Мирон вынырнул. Вокруг плавали доски, фрагменты мачт, подсвеченные ярким пламенем и багровым закатом. Команда рабов, схватившись за деревянные фрагменты шхуны, отплывала, а итальянца не было. Мирон нырял, но разглядеть в толще воды человека уже не представлялось возможным, вскоре он понял, что настала пора спасать себя, и выбрал плавучий щит из досок.
— Знаете, какая опасность подстерегает человека, достигнувшего заветной цели? — обратился к Марго Чаннаронг.
— Нет, — с интересом слушая рассказ, произнесла она.
— Восторг. Неистовый восторг, лишающий разума. Мы отплыли довольно далеко, но закончились силы, на плаву держались благодаря обломкам нашего судна. Пираты ушли, а мы наблюдали, как тонула шхуна, вернее, видели только пламя, которое гасло, растворяясь в воде, ведь была уже ночь. Настала тишина. Представьте: черное небо и черная вода, они были как одно целое, только вверху — звезды с луной, внизу — блики на воде и мы посередине. Все впали в некую бешеную, неконтролируемую радость — кто плакал, кто хохотал, кто кричал… кроме меня. Я получил ожоги, боль стирала счастье освобождения. Один из команды устроил нечто похожее на пляску: нелепо выпрыгивал, вертелся, да вдруг захрипел и ушел под воду. Мы не успели ничего понять, думали, еще одна шутка. Что с ним случилось — не ясно, полагаю, его убил восторг. Второй, испугавшись этой внезапной смерти, бросился уплывать, словно кто-то из нас убил нашего товарища; мы пытались уговорить вернуться, он как не слышал. Больше я не видел его. Настал наш черед испытать на себе ужас — мы не знали, в какую сторону плыть, берега-то не видно. До берега нас доплыло пятеро, дальше я рассказывал: Индия, Китай, Сиам, где я обрел вторую родину, за которую сражался и вернул себе титул. Но главное событие — в лице Иштвана приобрел надежного друга.

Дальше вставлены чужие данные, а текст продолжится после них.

PR #4682, opened 2024-11-26
Quality of life improvements for SV inspector

cmdcolin:
this is a refactor of the spreadsheet view and sv-inspector view to support some new features including:

## Ability to inspect more types of SVs

previously, our code was a bit over-fitted to translocations/breakend spec VCF files, and plain old things like deletions would not even be rendered

now it will show any feature, and if they just have a start and end, it draws an arc from the start to the end. this will let deletions, inversions, etc get displayed. even snps are given an arc if you open a snp track. not sure if that's useful, but it is a thing.

##  Ability to re-navigate existing popped out breakpoint split views from sv inspector

 previously, created a new one every time which meant it was hard to 'flip through' a bunch of variants

## Add ability to open a track from your tracklist as a dataset in sv inspector

previously, you had to manually open a file by URL or from your computer. now it gives you the option to open files from your tracklist

## Doesn't persist data in session if a URL is opened, allowing larger files to be used

it will just refetch the file when you refresh the page, rather than putting it in your session, which only works for smaller files

## Uses @mui/x-data-grid

I removed all our spreadsheet code and used x-data-grid. it is just a well done grid component

## Backwards compatible with old session snapshots

We can still open up old session snapshots. This is good because #4047 which was sort of similar to this PR got a bit lost in refactoring and didn't end up being able to load old snapshots

## VCF INFO split into multiple columns

the INFO field contains lots of interesting metadata that can be sorted filtered individually by giving each subsection it's own data grid column

#788

# Potential breakages/cons

- No more BreakpointSplitView.snapshotFromBreakendFeature. Instead import from @jbrowse/sv-core
- No more multi-way sort, the x-data-grid is single sort
- uses structuredClone into the codebase, which has relatively good browser capability but requires a jest polyfill

## Screenshots

now
image

before
image


cmdcolin:
>Ability to re-navigate existing popped out breakpoint split views from sv inspector

this quality of life improvement i think is really good...previously it was quite challenging to 'flip through' variants but with this it is quite a bit easier

PR #4702, opened 2024-12-06
Update to react 19

cmdcolin:
Update to the newly released react 19

This would likely require a major version bump, which applies particularly to embedded users because we would no longer be compatible with react 17 or older

if we wanted to consider doing more breaking stuff, the removal of buffer could be combined with that major version bump


cmdcolin:
it looks like test failures are due to some issues with changes to the renderToString function. we use renderToString in the webworker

«Вот уж верно подметил русский народ: от сумы да от тюрьмы не зарекайся», — размышляла Марго во время повисшей паузы, кстати, необходимой паузы, ведь все услышанное надо было уложить в голове. А что делать с эмоциями? Раз пять Марго хотелось заплакать, воображение-то у нее богатое, особенно когда поставишь себя на место несправедливо пострадавшего, но слабости никого не украшают.

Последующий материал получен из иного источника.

PR #4725, opened 2024-12-18
Avoid crash on closing draggable dialog and a couple more refactors

cmdcolin:
misc refactors

- Avoids crash on closing draggable dialog (due to receiving a complex object instead of a string under "classname" from the library)
- Removes usage of long.js, converts to longfn (tree shakable, smaller bundle size)
- Refactors a couple components related to legends
- Vendors the is-object package (copies the small one liner into our source repo)


cmdcolin:
"crash" is of a overly scary way to put it, it is pretty harmless and had basically no effect on the code just a console.error on the dialog close and usr wouldn't notice

image

PR #4792, opened 2025-01-24
Filter samples and allow gzip samples tsv

cmdcolin:


cmdcolin:
vague title but if the samples TSV for multi-variant display contains samples not in the VCF, they are filtered out. also allows gzipp'd samples tsv

PR #4793, opened 2025-01-25
Create "Copy view" item in view menu

cmdcolin:
Copying a new view panela based on the state of an existing view.

There is a thing where internal state ids could collide between these two views which is tricky, but my initial testing found that it kinda worked


cmdcolin:
looks like there are some weird things like clicking a feature ends up causing trouble because the feature widget uses a reference to view, and then it produces an error that it can't resolve ID unambiguously

screenshot after clicking feature in breakpoint split view:
image

cmdcolin:
to fix, we probably need a principled way to strip or reassign new id's to the copied view. there are some sprinkled examples that are a little hacky that strip the IDs from snapshot objects, which are automatically regenerated on model import

e.g. https://github.com/GMOD/jbrowse-components/blob/e064f940bcf31d72fc1b7e0d355b74739cd828e1/packages/sv-core/src/util.ts#L54-L59

PR #4795, opened 2025-01-25
Improved rendering of phased VCF and polyploid VCF in multi-variant view

cmdcolin:
Example

The genotypes in the VCF might say something like

```
HP002      HP003        HP004
0|1        1|1          0|0
```
that is like a trio VCF with child (HG002) and parents (HG003 and HG004)

this would render six rows in the multi-variant view. when it is unphased, it does not make as much sense to render six rows because the unphased nature doesn't let a row truly represent a continuous sequence, but phased allows a row to truly represent a haplotype

therefore our rendering looks like this with six rows

with this haplotype resolved rendering, you can see entire "haplotype blocks" by eye better, and see e.g. which genomic regions the child inherited from the parent

this is a real VCF file trio from 1000 genomes project with child and parents, from https://genome.ucsc.edu/cgi-bin/hgTables?db=hg38&hgta_group=varRep&hgta_track=tgpTrios&hgta_table=tgpHG02024_VN049_KHV&hgta_doSchema=describe+table+schema

Screenshot From 2025-01-25 15-03-21


cmdcolin:
here is how it looks on large 1000genome data

image

the red represents secondary allele e.g. when GT >1 (0 is ref, 1 is first ALT))

here is how it looks like on some potato data (tetraploid)

image


this is very hard to find the right color scheme, but it uses several "color axes" and the polyploid values increase each color axis in a different direction. the axes are:

1) ref: draws a solid grey if all genotypes are ref e.g. 0/0/.../0. if not, we draw...
2) alt-1: increasingly dark blue for increasing number of alt calls
3) alt-other: increasingly dark red for increasing number of multi-allele alt calls (>1 ALT at a position)
4) uncalled: yellow (increasingly yellow for increasing number of uncalled e.g. the "./." calls at a position)

it draws 2,3,4 over each other with some alpha blend. complex yes...but it is a complex problem to reduce a genotype like 1/2/0/. to a single color

note 1: the color scheme above generalizes: it is used for both the human (diploid) example at top and the potato example (below)


note 2: that the phased mode doesn't have to deal with any alpha blending and such, because each haplotypes 'genotype call' gets its own row fully resolved

PR #4797, opened 2025-01-28
Change python to python3 for Ubuntu apt install

kimrutherford:
The python package isn't available in Ubuntu 24.10:

```
Package python is not available, but is referred to by another package.
This may mean that the package is missing, has been obsoleted, or
is only available from another source
However the following packages replace it:
  2to3  python-is-python3

Error: Package 'python' has no installation candidate
```

### DIFF
--- a/README.md
+++ b/README.md
@@ -30,7 +30,7 @@ On macOS with homebrew:
 
 On Ubuntu, with apt:
 
-    sudo apt install -y python make gcc libcairo2-dev libpango1.0-dev libjpeg-dev libgif-dev librsvg2-dev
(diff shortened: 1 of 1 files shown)


cmdcolin:
this should be fine. note that we don't communicate this very well in the readm but these ubuntu dependencies are actually only needed for a quite specific case where

- you are want to develop the jbrowse codebase AND
- your version of NPM does not have the pre-built binaries for node-canvas

in that case it requires those dependencies to compile node-canvas essentially.

for basic usages, don't need python stuff

PR #4799, opened 2025-01-28
Add genotype to multi-variant mouseover 

cmdcolin:


cmdcolin:
now can get the genotype on mouseover

cmdcolin:
The mouseover in the "regular" multi-variant view serializes all the genotypes into an "RBush" (map of mouse coordinate->genotype string essentially) on the server side, and serializes it to the client sid. The RBush has some serialization overhead (lots of genotypes...lots of data) so..

For the matrix multi-variant mode, it renders a 2-d array of genotype strings, since it can more or less deterministically find the genotype in the 2-d matrix position without a rbush-style-click-map

PR #4810, opened 2025-01-31
VCF ensure latest

cmdcolin:
this bumps our @gmod/vcf patch version in package.json to make sure npm library users gets the needed @gmod/vcf version bump

this PR in response to user bug report via email


cmdcolin:
(the recommendation was via email for thm to specifically add @gmod/vcf 6.0.7 to their package.json, this PR makes that not needed in the future)

PR #4824, opened 2025-02-07
Aggregate transcript level features in GTF based on "gene_name" field

cmdcolin:
similar to work done on bigbedadapter

before
image

after
image


cmdcolin:
note that at least one reported that they rely on the gtf behavior of NOT doing this

I think to combat this, a generalized system should be made to either

a) option to not aggregate features
b) or, subfeature label displays and perhaps also subfeature clicks

PR #4825, opened 2025-02-07
Handle multiple jobs with the same name

garrettjstevens:
The JobsListWidget treats the name of a job as an identifier, but also allowed multiple jobs with the same name. This changes the behavior so that if a job is added with the same name as an existing job, it skips adding the job and returns the existing one. There are other ways this could be addressed (e.g. assigning generated ids to jobs), but this seemed the least disruptive.

It also fixes a bug where if a job name that didn't exist was provided to `removeJob` or `removedQueuedJob`, it would remove the last job in the list. Now it doesn't remove any jobs and returns `undefined`.


cmdcolin:
lgtm. another case of "name" being an id, but such is life :)

cmdcolin:
possible follow up: it might b btter to not silently return the "existing" when adding a job that already exists. 

that could be somewhat misleading

PR #4846, opened 2025-02-18
More bold colors for uncalled

cmdcolin:
The variant matrix tries to 'mix' colors, but in some cases, it will mix colors in a way that washes out the 'uncalled' signal

This PR avoids doing a color mix if there were no e.g. alt alleles at all and it is 100% uncalled.


cmdcolin:
example on haploid genome data from https://marchantia.info/ (trying to reproduce this figure from their paper chr8:5,150,022..5,204,022)


this branch

Screenshot 2025-02-18 at 5 20 00 PM


main branch
Screenshot 2025-02-18 at 5 21 08 PM

cmdcolin:
probably worth making this color scheme configurable and add legends

PR #4851, opened 2025-02-19
Fix NCBI sequence aliases ref name alias adapter

cmdcolin:
The NCBI sequence aliases was apparently missing a column, leading to some ref name aliases not loading. I might need to review this a bit more cause it is unclear why I would have missed this in the first place, but this fixes a particular sequence_report.tsv that I was testing on


cmdcolin:
> it is unclear why I would have missed this in the first place, but this fixes a particular sequence_report.tsv that I was testing on

It does turn out that the NCBI sequence report TSV vary the number of columns in mild ways, but we can't rely on hardcoded column numbers as it was doing

One sequence_report.tsv that I found had a column named "Assembly Unplaced Count" at column 2 so that shifted all the columns around. Therefore, instead of relying on particular hardcoded column numbers, it searches for column names now

```
0: "Assembly Accession"
1: "Assembly Unplaced Count" <-- only in one file that I saw
2: "Assembly-unit accession"
3: "Chromosome name"
4: "GC Count"
5: "GC Percent"
6: "GenBank seq accession"
7: "Molecule type"
8: "Ordering"
9: "RefSeq seq accession"
10: "Role"
11: "Seq length"
12: "UCSC style name"
13: "Unlocalized Count"
```

another example without it

```
0: "Assembly Accession"
1: "Assembly-unit accession"
2: "Chromosome name"
3: "GC Count"
4: "GC Percent"
5: "GenBank seq accession"
6: "Molecule type"
7: "Ordering"
8: "RefSeq seq accession"
9: "Role"
10: "Seq length"
11: "UCSC style name"
12: "Unlocalized Count"
13: "Sequence name"

```

PR #4852, opened 2025-02-19
Add ?data= parameter

cmdcolin:
This allows users to specify ?data=test_data to load test_data/config.json

This was proposed previously but stopped to let perfect be the enemy of good...maybe just let a little imperfect in https://github.com/GMOD/jbrowse-components/pull/3192

### DIFF
--- a/products/jbrowse-web/src/SessionLoader.ts
+++ b/products/jbrowse-web/src/SessionLoader.ts
@@ -16,6 +16,10 @@ const SessionLoader = types
     /**
      * #property
      */
+    dataDir: types.maybe(types.string),
+    /**
+     * #property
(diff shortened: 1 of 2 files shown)


cmdcolin:
(the imperfect being the use of trailing slash to join the config.json onto the ?data= param)

cmdcolin:
The term ?data= is the same URL param that jbrowse 1 used to load a "data directory" of files, loading data/trackList.json by default

cmdcolin:
it would be cool if there was a way to somehow make the default of jbrowse 2 load from a 'data directory' because putting all the files alongside the config.json is a little troublesome for file organization

Issue #4844, opened 2025-02-14
Seemingly random crash/freeze


milenovic:
**Describe the bug**

I am using the AppImage on Rocky Linux 8.8 and sometimes JBrowse2 window would just become totally white. Resizing, waiting, clicking, nothing can bring it back. The window stays up but remains blank. No errors get printed in the terminal window. Upon restarting everying works fine and the session was saved. It occurs kinda randomly, perhaps more likely when multiple tracks are loaded and I try to scroll lefr-right while some of the tracks are being loaded, but it does not always happen.
Is there any way to get more diagnostic info?

**Version:**
It happened in v2.18.0 and still present in v3.0.1. I have not tried v3.0.3 yet.

cmdcolin:
I believe you can press Ctrl+Shift+I to get a "developer console" in case it is a javascript bug, I kind of doubt that it is though

Thre was at least one similar bug that was once reported with a similar thing https://github.com/GMOD/jbrowse-components/issues/3979

You can see particular video recording they made in that thread that has similar 'white screen' though it happened earlier (https://drive.google.com/file/d/1-e19laQ4YNc6grk9mPbE1bFCvEAWIGdW/view?usp=sharing)

There are various threads on electron forums and stuff where people report some similar bugs and it's all quite vague, but sometimes they disable hardware acceleration. I made a build with this line app.disableHardwareAcceleration() to disable

If you want to try https://drive.google.com/file/d/1F5S_FSsbBHFR5poyxzpKNsFvkN7VLcH2/view?usp=sharing (and uses the electron 33.2.0 discussed in other thread)

milenovic:
I just tested it, and the issue is infortunately still there in v3.0.3 with app.disableHardwareAcceleration(). If I open the developer console, there are no errors printed, and I get "DevTools was disconnected from the page.". I noticed that electron is supposed to be more verobse when the environment variable ELECTRON_ENABLE_LOGGING=true is set, so I tried it. Now when the window goes white only this is printed on the terminal:
`Renderer process crashed - see https://www.electronjs.org/docs/tutorial/application-debugging for potential debugging information.`
I suppose it's not very helpful.
Now that I tried to trigger the error on purpose many times, I can say that there is no single reliable way to trigger it. I would load a few tracks, then just move left-right, zoom in-out, load saved sessions, and at some point duiring any of these actions the tracks will be in "Loading..." for a bit and then the rederer crashes.

[...]

PR #4860, opened 2025-02-25
Free resources associated with layout and cached features when browsing to a new region in worker

cmdcolin:
The current code fails to free resources associated with the layout, which includes a pointer to the features, when you browse to a new region

This is because it tries to clear the layout in a freeResourcesInClient function, but it needs to run on the worker

This changes it to run the code on the worker


cmdcolin:
Possible fix towards #4844

cmdcolin:
I can confirm that this should fix a major memory leak


Screenshot From 2025-02-27 17-18-25


there is a failing CI test but can be reviewed

PR #4862, opened 2025-03-01
Fix name indexing failure on jbrowse desktop

cmdcolin:
The PR https://github.com/GMOD/jbrowse-components/pull/4786 introduced a regression error in indexing tracks

It made the track config a 'getter' on the model, which includes running Date.now for the trackId

I erroneously thought the getter would be stable and not need re-running after initial creation

Turns out the getter is re-evaluated so if it is evaluated multiple times, the Date.now returns different values between runs, and it fails. probably a bad idea to make that assumption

— Нам нужна ваша помощь, Маргарита Аристарховна, — прервал паузу Медьери. — Помогите разоблачить обманщицу.
— Ах да, Виола… — вспомнила Марго. — Князь… простите! Принц, как вы узнали, что ваша дочь здесь?
— Видите ли, в начале свободной от рабства жизни я мечтал вернуться на родину, но без денег, документов и одному отправляться в путь нелепо, мог вернуться в рабство. Я работал и пытался установить связь с Селестиной, писал ей письма, отправлял их через английскую миссию, французскую, голландскую и тщетно ждал ответов. Шли годы, а я так и не смог связаться с нею. В конце концов женился, думал, что уже никогда не вернусь на родину, но тут Иштван сообщил, что едет в Россию. Я обратился к нему с просьбой отыскать Селестину в Петербурге и разузнать о ребенке. Зная отношение к бастардам в России, я обязан был помочь ему.

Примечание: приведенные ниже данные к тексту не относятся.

PR #4867, opened 2025-03-04
Fix web worker usage of lollipop renderer

cmdcolin:
It's been a little bit of a thing where lollipop render isn't exposed to the user in any form, it could potentially be considered for removing from the core codebase

In any case, it's been broken for a long time for webworker usages

The tests only (currently) do mainthreadrpc so it missed some bugs that had accumulated in it's codebase

This

- Removes lazy import of the 'rendering' component: this causes errors
- Fixes the 'floating layout' throwing errors

### DIFF
--- a/package.json
+++ b/package.json
@@ -145,7 +145,7 @@
     "tslib": "^2.0.1",
     "tss-react": "^4.0.0",
     "typescript": "^5.8.0",
-    "typescript-eslint": "^8.0.1",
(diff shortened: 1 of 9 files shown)


cmdcolin:
i'm highly tempted to remove lollipop. i'm going to merge this fix but given that it is not exposed in any way via the UI, and has bitrotted a bit, it might see removal if it is not brought into the fold...

PR #4868, opened 2025-03-04
Add lint-staged to pre-commit hook

cmdcolin:
This PR adds https://www.npmjs.com/package/lint-staged to run eslint and prettier on changed files before commit

We have a pre-commit for prettier, but eslint was missing

Rather than adopt the scripts/pre-commit.js file to add eslint, i switched to use lint-staged for the purpose

It focuses on .ts, .tsx, .md, and .css

Other file types will be caught be prettier --check in CI

### DIFF
--- a/.husky/pre-commit
+++ b/.husky/pre-commit
@@ -1,2 +1,2 @@
-
 node scripts/pre-commit.js
+yarn lint-staged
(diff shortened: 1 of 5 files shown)


cmdcolin:
(the need to do eslint was increased by adding the sort imports eslint rule)

cmdcolin:
trying it out :) can revert if it causes trouble

PR #4870, opened 2025-03-04
Experimental: new floating labels implementation

cmdcolin:
The current floating labels implementation, which keeps the label on the left side of the screen even when zoomed in, is challenged due to block based rendering (hard to tell what block is the 'left most block', and even if you did know, it is required to render in multiple blocks if it crosses block boundaries, and the SVG text used for label rendering is strictly cut off at block boundaries due to blocks containing the SVG container) and server side rendering (can't float labels with server side rendering)

An alternative to the above described challenges is 'lifting up' the label rendering to the display level

This PR is an example of this

It renders the text as plain div elements in the BaseFeatureDisplayModel


cmdcolin:
This style of label rendering was first demonstrated on the canvas rendering PR (#2671 )

One specific technical goal that this PR enable is collapsed introns. The labels render much better in this branch because it is not cut off at the small block boundaries used in collapse PR views

cmdcolin:
(potentially the canvas feature rendering approach could still be good to switch to entirely, but needs work...)

cmdcolin:
this branch

https://jbrowse.org/code/jb2/new_floating_labels/?config=test_data%2Fconfig_demo.json&session=share-D9_2O9CBC6&password=uwr5I
https://jbrowse.org/code/jb2/v3.0.5/?config=test_data%2Fconfig_demo.json&session=share-D9_2O9CBC6&password=uwr5I

cmdcolin:
part of canvasfeatures pr

PR #4871, opened 2025-03-04
Add deletion, insertion, skip, softclip, hardclip to theme

cmdcolin:
Part of an effort to make configurable


cmdcolin:
Sort of unclear how extensible this is to other concepts...it would be nice if the plugin code could add to the theme but not too bad for small things like this

PR #4882, opened 2025-03-11
Allow clustering multi-wiggle tracks on the fly

cmdcolin:
The multi-variant track has the abiity to cluster variants on the fly via export to an R script, running it on the users computer, and then re-importing the result

This extends this concept for multi-wiggle tracks

An example of this is CNV data from 1000 genomes, we can cluster all the rows and see patterns in CNV across different populations

The procedure is a little different from how variants work where each variant is entered into the clustering algorithm...instead this samples the data file's score at essentially 1 value per visible pixel on the screen

This is done because there is no reliable "column of scores" like there is a "column of genotypes" for each variant. We could sample at as fine of a grain as 1 score per base pair, but the choice of 1 score per pixel will provide basically good clustering that corresponds essentially with what the user is viewing

Before clustering
image

After clustering
Screenshot From 2025-03-11 00-25-06

Note: CNV calculations performed by Quick-kmer https://github.com/KiddLab/kmer_1KG

ENCODE example

Before clustering
image

After clustering
image

### DIFF
--- a/plugins/wiggle/src/MultiLinearWiggleDisplay/components/ClusterDialog.tsx
+++ b/plugins/wiggle/src/MultiLinearWiggleDisplay/components/ClusterDialog.tsx
@@ -1,0 +1,223 @@
+import { useEffect, useState } from 'react'
+
+import { Dialog, ErrorMessage, LoadingEllipses } from '@jbrowse/core/ui'
+import {
+  getContainingView,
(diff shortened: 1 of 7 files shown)


cmdcolin:
I think the logic here is pretty solid, might be able to optimistically merge :)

— Разрешите? — решил внести свою лепту Медьери. — Четыре года назад я приехал в Петербург и начал поиски мадемуазель Селестины. Господин Кирсанов соизволил пойти в низы и, как ни странно, быстро добился успеха… частичного, скажем так, мы ведь получили фальшивку, а не Виолу. Я не догадался до такого простого хода, искал в высшем свете, полагая, что ее все же взяли под покровительство родственники князя Мирона. И ошибся. Пришлось потратить месяцы на поиски Селестины, наняв сыщиков. Мы нашли ее, однако она не желала встретиться со мной. Я пошел на крайний шаг, отправил нарочного, чтобы тот передал лично ей записку, в которой написал, что сообщу мужу о ее прошлом, ежели откажет мне в свидании.